Records START

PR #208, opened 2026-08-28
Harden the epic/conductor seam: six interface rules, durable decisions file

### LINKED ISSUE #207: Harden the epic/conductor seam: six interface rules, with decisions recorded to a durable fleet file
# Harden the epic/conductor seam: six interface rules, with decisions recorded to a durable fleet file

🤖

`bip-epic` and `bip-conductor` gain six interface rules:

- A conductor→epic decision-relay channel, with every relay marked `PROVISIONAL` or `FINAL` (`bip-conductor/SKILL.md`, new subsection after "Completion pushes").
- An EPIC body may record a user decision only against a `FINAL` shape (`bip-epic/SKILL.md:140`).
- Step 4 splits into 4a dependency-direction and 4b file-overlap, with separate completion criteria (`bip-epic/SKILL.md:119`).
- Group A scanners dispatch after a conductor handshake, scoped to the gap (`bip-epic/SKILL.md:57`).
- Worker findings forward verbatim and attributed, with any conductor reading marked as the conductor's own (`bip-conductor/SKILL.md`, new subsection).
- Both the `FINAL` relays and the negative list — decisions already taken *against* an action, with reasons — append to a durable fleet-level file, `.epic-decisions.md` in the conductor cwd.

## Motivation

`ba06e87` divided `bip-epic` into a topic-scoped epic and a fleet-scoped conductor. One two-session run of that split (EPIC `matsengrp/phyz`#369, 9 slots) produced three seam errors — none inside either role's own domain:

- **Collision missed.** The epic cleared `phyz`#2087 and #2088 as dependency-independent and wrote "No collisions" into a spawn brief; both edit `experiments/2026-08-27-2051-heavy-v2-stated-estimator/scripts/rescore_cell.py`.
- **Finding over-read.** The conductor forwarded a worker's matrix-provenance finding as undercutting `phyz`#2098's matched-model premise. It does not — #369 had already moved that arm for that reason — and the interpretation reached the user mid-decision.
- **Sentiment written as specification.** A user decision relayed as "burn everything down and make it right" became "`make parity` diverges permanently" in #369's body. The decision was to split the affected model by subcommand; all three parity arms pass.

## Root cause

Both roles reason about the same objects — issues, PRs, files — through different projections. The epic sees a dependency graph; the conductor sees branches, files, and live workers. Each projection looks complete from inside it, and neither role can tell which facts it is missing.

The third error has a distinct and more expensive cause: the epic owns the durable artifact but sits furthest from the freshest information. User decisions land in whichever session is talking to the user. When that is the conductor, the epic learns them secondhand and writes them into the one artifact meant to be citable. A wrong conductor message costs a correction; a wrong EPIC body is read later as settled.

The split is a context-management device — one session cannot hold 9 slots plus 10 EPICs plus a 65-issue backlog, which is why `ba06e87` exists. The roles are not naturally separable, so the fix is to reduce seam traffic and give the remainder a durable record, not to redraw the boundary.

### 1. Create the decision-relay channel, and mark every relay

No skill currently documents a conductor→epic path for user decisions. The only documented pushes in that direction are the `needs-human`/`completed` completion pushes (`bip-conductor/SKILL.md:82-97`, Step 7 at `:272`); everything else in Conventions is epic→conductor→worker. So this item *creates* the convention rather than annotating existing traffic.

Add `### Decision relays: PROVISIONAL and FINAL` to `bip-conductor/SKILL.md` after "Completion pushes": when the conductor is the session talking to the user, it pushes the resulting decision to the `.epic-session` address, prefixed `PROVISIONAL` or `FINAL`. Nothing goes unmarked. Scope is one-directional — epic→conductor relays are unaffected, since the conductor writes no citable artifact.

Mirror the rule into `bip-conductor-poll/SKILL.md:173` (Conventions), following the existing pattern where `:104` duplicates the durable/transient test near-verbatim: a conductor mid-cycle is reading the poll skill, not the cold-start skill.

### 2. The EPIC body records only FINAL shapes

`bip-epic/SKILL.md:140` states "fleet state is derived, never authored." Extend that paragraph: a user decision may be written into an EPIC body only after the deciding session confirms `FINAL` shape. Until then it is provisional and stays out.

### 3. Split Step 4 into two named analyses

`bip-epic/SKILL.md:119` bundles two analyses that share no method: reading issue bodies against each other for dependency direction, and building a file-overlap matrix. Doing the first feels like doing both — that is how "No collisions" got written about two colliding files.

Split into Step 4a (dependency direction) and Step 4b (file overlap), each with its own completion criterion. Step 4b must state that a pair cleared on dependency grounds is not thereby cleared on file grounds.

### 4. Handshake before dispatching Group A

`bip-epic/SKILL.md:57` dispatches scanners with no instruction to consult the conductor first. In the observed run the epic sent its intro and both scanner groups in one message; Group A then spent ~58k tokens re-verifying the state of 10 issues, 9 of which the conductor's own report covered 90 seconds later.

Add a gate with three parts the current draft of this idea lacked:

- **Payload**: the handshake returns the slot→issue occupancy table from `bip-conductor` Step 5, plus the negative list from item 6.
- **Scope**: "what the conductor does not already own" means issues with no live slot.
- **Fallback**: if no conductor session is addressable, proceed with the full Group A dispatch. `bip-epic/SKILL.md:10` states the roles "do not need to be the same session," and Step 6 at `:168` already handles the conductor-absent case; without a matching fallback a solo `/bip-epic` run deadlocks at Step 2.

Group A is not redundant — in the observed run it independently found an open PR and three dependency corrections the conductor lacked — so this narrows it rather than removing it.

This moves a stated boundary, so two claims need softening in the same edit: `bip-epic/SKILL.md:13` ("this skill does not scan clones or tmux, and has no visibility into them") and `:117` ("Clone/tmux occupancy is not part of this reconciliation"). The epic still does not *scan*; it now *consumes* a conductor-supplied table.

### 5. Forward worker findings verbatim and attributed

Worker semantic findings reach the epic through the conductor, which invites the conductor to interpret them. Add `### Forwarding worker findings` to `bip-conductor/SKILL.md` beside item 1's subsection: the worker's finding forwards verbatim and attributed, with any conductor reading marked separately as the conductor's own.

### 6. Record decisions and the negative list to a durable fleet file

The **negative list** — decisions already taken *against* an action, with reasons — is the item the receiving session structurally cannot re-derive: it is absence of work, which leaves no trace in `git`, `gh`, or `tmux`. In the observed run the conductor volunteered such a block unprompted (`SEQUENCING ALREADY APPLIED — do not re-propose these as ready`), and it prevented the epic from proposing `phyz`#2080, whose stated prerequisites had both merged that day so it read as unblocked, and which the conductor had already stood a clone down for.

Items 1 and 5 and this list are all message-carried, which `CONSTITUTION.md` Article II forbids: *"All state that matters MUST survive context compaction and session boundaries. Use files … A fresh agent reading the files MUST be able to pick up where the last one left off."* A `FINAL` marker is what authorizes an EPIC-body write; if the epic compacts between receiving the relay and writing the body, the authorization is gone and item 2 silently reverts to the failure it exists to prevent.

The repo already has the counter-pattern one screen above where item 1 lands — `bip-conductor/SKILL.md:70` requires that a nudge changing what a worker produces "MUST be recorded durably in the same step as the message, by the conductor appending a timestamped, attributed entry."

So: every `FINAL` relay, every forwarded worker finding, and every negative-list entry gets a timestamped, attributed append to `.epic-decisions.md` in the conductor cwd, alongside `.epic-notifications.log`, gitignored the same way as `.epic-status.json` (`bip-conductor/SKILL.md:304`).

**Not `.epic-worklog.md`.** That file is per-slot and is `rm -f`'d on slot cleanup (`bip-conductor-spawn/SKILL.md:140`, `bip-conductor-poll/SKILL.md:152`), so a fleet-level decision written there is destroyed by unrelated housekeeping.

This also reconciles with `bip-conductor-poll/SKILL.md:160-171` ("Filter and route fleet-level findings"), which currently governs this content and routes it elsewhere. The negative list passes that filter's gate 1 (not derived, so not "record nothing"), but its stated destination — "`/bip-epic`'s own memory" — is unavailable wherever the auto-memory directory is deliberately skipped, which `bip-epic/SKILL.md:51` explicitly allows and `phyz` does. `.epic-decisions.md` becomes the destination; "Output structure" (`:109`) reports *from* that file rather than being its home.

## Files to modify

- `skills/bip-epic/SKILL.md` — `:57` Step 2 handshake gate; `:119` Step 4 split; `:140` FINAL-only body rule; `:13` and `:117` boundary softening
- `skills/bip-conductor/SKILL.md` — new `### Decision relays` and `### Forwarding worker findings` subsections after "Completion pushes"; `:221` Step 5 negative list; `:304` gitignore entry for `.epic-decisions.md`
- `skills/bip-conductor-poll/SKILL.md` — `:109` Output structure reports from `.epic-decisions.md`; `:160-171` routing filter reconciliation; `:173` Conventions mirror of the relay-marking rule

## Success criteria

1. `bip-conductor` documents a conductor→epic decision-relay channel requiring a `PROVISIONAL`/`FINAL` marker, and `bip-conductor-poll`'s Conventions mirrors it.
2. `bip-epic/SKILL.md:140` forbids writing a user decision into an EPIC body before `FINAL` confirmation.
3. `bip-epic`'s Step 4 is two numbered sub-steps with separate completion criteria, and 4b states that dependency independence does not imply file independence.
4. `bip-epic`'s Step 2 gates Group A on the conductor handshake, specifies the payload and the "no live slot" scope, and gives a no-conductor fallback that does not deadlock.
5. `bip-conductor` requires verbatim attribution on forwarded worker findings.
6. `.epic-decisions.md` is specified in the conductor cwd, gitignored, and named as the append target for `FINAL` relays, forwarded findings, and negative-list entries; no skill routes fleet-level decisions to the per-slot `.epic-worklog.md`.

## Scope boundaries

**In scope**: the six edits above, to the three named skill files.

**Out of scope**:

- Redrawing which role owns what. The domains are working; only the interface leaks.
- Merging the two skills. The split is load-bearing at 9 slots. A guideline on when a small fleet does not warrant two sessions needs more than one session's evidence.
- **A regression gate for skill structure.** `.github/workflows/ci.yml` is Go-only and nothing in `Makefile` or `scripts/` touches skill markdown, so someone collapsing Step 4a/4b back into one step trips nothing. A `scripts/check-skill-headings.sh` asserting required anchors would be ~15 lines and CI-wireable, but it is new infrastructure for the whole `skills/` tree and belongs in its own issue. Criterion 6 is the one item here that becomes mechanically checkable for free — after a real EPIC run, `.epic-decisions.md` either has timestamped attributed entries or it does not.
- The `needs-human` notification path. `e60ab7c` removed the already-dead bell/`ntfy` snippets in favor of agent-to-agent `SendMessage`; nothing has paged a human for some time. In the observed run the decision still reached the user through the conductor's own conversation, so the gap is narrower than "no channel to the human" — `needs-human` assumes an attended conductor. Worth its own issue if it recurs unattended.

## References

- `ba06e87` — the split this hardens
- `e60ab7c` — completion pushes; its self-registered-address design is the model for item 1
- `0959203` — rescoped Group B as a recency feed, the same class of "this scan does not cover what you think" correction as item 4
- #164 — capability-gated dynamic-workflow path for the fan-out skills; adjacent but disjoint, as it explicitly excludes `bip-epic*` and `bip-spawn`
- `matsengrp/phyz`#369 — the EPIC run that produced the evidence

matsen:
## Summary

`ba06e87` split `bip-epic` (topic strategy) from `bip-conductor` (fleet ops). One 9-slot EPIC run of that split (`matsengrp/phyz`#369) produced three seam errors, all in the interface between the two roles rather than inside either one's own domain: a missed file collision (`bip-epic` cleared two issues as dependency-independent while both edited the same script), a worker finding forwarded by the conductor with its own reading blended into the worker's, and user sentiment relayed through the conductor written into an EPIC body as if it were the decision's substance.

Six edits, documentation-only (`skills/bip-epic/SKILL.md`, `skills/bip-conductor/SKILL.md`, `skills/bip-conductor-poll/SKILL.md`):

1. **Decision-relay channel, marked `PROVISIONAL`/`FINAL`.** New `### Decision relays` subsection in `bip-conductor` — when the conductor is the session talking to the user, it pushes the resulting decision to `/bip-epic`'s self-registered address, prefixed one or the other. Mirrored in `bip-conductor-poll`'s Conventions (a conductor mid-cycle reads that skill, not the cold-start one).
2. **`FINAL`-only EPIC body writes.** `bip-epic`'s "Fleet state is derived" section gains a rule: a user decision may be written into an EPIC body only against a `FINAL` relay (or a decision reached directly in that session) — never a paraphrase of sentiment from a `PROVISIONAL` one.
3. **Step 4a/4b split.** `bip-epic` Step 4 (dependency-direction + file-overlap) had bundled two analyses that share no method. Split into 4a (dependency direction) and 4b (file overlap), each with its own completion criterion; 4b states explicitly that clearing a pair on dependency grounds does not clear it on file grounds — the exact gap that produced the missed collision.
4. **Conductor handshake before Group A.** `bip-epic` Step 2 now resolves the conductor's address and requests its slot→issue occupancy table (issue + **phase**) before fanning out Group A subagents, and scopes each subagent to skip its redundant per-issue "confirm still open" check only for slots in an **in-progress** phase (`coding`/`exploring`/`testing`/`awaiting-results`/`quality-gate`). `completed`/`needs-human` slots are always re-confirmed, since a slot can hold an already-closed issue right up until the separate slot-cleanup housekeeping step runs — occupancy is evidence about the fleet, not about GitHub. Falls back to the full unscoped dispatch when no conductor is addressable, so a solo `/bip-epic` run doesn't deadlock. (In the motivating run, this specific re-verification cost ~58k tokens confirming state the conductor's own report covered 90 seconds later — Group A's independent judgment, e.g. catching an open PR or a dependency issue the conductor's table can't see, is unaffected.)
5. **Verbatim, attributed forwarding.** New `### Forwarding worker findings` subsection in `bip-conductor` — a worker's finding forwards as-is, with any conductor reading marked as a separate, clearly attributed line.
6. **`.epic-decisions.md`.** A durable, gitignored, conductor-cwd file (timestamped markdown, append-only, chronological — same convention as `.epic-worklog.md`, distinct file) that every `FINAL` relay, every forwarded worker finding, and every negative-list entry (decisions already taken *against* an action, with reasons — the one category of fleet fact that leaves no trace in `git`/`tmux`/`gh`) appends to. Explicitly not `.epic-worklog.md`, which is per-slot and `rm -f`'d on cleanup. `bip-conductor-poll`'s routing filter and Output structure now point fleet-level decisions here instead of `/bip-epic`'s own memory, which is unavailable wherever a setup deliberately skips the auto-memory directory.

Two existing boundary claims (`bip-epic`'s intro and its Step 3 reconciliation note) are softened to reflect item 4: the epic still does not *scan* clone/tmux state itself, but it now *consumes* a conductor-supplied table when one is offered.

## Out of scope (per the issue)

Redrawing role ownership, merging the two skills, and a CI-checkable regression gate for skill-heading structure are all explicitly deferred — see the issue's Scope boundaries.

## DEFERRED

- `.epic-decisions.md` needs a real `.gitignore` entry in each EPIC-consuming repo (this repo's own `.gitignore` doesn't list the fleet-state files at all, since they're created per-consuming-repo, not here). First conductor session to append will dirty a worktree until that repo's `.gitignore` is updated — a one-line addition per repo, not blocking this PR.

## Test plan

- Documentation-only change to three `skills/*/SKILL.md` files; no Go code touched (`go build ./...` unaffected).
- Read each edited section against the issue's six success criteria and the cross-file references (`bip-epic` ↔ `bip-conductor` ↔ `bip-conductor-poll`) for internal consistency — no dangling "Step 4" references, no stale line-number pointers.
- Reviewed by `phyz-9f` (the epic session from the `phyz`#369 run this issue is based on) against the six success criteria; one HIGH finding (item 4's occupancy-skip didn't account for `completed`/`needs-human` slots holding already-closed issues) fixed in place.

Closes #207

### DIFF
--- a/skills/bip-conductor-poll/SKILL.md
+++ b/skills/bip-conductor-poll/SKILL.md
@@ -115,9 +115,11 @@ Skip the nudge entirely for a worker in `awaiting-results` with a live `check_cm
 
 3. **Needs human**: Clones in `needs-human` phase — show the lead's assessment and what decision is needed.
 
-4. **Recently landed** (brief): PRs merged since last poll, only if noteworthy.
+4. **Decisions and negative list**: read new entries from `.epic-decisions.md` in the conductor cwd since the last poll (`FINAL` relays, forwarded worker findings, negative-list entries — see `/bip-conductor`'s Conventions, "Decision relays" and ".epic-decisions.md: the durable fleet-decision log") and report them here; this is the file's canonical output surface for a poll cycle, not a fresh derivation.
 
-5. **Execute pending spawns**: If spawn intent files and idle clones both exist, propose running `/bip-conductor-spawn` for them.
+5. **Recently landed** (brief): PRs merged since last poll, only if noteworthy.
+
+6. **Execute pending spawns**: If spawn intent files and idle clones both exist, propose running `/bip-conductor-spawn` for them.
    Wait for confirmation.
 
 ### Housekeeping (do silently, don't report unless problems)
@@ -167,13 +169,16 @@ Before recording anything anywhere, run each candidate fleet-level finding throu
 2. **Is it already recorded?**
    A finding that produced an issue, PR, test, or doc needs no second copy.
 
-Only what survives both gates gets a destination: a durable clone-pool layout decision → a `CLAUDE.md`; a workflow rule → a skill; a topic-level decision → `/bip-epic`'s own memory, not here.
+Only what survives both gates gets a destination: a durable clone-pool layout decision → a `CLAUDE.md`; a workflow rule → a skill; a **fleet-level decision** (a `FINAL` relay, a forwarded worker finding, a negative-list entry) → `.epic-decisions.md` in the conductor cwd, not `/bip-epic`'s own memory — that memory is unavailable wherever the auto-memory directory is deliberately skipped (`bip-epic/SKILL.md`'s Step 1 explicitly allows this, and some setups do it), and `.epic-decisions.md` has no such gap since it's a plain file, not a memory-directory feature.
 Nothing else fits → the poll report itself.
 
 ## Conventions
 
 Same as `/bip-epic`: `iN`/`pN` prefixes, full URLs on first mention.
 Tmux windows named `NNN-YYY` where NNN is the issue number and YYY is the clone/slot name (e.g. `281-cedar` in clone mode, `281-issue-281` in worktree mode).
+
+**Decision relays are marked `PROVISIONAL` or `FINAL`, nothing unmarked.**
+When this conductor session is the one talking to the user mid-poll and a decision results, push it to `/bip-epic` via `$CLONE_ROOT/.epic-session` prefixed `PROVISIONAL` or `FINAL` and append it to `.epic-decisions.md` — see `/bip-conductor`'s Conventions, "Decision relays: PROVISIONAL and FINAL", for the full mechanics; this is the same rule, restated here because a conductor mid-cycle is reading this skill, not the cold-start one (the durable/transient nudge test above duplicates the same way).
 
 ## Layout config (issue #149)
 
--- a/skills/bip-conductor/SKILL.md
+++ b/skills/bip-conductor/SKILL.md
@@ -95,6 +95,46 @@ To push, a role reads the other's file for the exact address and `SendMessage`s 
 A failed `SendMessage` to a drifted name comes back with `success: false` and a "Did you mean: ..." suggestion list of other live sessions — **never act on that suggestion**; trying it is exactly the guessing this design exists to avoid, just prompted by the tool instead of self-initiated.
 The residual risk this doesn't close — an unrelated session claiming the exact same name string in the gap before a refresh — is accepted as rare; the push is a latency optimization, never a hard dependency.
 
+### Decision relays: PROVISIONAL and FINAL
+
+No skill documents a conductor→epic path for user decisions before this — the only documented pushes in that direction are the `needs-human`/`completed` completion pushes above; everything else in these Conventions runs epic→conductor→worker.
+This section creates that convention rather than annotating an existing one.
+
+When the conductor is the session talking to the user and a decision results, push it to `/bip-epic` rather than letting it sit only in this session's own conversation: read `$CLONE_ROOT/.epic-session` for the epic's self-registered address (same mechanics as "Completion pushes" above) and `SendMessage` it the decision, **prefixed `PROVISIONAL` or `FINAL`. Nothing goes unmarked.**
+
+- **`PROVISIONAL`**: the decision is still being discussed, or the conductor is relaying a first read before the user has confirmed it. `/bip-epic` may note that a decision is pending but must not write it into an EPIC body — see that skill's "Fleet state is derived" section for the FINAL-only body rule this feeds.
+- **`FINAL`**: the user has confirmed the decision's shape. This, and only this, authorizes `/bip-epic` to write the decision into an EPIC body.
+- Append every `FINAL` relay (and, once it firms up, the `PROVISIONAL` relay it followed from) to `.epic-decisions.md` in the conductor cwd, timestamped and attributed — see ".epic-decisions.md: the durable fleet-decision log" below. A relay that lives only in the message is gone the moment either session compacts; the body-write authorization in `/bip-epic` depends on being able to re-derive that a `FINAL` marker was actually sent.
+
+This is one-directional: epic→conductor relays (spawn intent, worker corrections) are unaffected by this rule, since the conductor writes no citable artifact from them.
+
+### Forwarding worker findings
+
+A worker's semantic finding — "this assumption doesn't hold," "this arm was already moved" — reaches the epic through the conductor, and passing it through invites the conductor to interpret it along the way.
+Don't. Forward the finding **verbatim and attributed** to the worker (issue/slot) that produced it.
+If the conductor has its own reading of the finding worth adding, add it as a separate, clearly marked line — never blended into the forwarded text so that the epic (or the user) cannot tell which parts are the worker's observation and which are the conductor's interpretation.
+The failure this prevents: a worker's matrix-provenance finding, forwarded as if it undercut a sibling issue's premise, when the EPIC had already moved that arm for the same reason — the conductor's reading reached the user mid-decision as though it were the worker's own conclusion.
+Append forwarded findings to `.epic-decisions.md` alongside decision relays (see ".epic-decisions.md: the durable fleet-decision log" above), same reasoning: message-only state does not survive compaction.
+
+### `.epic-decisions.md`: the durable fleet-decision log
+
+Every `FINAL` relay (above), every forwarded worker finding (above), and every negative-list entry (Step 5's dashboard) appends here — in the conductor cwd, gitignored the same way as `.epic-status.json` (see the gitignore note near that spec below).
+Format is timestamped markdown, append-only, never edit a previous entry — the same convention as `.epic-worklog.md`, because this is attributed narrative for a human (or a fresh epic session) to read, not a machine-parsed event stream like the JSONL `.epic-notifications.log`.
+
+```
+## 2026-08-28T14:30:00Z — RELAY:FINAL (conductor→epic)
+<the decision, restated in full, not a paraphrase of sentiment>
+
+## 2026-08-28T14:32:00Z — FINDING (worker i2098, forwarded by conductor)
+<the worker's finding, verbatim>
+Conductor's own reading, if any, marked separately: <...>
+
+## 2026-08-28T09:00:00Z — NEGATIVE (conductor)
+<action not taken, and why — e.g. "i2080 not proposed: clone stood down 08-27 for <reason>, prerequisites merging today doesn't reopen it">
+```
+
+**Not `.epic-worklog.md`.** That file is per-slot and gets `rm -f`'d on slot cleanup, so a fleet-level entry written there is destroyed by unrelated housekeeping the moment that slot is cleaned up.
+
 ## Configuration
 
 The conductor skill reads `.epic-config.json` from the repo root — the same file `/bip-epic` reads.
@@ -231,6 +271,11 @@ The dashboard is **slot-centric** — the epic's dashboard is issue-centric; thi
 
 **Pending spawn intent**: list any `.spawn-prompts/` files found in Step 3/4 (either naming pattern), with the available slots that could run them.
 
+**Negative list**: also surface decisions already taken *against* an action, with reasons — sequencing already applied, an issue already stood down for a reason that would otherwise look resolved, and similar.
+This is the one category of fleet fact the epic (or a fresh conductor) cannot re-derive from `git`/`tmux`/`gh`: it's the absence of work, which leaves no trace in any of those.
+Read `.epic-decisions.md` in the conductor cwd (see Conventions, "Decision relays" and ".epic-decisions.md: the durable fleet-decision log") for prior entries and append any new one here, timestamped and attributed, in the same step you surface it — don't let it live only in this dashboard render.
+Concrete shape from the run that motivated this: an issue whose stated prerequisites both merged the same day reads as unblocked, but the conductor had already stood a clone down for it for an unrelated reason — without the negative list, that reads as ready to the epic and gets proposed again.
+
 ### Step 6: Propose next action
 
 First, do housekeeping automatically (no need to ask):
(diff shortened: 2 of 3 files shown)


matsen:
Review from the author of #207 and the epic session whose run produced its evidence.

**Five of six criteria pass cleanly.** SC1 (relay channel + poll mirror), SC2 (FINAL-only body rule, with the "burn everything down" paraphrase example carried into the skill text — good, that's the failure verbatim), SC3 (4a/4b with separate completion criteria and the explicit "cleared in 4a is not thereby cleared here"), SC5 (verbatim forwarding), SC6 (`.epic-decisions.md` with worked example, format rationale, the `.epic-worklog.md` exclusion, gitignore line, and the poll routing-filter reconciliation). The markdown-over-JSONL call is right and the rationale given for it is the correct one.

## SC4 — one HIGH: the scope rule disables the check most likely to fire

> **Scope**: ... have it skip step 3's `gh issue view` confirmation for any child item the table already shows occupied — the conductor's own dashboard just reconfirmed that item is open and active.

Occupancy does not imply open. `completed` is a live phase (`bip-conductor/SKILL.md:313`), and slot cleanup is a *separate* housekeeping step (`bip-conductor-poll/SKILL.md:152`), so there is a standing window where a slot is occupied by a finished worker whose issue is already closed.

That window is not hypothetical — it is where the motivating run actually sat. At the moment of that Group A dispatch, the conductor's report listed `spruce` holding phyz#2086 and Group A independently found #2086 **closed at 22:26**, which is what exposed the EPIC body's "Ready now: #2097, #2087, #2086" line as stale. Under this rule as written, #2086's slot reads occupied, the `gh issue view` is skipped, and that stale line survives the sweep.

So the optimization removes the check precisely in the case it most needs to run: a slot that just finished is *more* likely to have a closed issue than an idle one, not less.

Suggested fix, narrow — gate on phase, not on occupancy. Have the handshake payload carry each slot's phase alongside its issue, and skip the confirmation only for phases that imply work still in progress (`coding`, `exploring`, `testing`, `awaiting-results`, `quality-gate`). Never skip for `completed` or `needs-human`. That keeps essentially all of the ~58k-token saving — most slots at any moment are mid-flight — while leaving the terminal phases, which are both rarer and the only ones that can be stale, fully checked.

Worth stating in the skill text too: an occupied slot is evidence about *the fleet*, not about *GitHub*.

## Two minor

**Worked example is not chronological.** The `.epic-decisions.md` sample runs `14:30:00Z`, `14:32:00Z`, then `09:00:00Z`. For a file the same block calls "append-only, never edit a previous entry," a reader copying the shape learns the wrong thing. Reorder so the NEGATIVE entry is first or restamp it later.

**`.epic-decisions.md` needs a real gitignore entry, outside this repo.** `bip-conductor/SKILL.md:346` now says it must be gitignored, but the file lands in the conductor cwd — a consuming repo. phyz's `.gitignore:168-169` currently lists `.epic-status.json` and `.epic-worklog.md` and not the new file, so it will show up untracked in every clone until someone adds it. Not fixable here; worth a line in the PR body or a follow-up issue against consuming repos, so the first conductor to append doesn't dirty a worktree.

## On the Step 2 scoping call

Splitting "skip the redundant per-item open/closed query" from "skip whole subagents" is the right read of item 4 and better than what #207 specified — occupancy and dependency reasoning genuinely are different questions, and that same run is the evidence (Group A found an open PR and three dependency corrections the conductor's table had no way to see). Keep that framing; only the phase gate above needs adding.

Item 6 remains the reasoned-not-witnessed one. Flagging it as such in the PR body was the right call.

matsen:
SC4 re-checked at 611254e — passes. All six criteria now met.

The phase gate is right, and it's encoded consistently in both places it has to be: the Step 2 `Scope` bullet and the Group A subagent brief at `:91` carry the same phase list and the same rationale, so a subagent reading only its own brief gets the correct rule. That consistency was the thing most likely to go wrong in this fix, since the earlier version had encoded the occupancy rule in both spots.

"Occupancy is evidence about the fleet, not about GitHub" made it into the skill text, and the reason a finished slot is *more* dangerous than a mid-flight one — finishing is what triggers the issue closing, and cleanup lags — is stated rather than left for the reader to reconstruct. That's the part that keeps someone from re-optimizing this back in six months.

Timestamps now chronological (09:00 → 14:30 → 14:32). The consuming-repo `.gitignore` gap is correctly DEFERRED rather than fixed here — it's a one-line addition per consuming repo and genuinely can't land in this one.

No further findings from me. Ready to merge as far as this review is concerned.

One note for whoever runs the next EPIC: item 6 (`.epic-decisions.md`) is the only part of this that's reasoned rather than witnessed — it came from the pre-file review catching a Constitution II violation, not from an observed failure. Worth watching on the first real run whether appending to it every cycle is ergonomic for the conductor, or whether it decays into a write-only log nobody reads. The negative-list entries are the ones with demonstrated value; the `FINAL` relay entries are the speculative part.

Records END

Quote exactly the first line of the entries and every line after it, stopping with the line that contains "- An EPIC body".

PR #208, opened 2026-08-28
Harden the epic/conductor seam: six interface rules, durable decisions file

### LINKED ISSUE #207: Harden the epic/conductor seam: six interface rules, with decisions recorded to a durable fleet file
# Harden the epic/conductor seam: six interface rules, with decisions recorded to a durable fleet file

🤖

`bip-epic` and `bip-conductor` gain six interface rules:

- A conductor→epic decision-relay channel, with every relay marked `PROVISIONAL` or `FINAL` (`bip-conductor/SKILL.md`, new subsection after "Completion pushes").
- An EPIC body may record a user decision only against a `FINAL` shape (`bip-epic/SKILL.md:140`).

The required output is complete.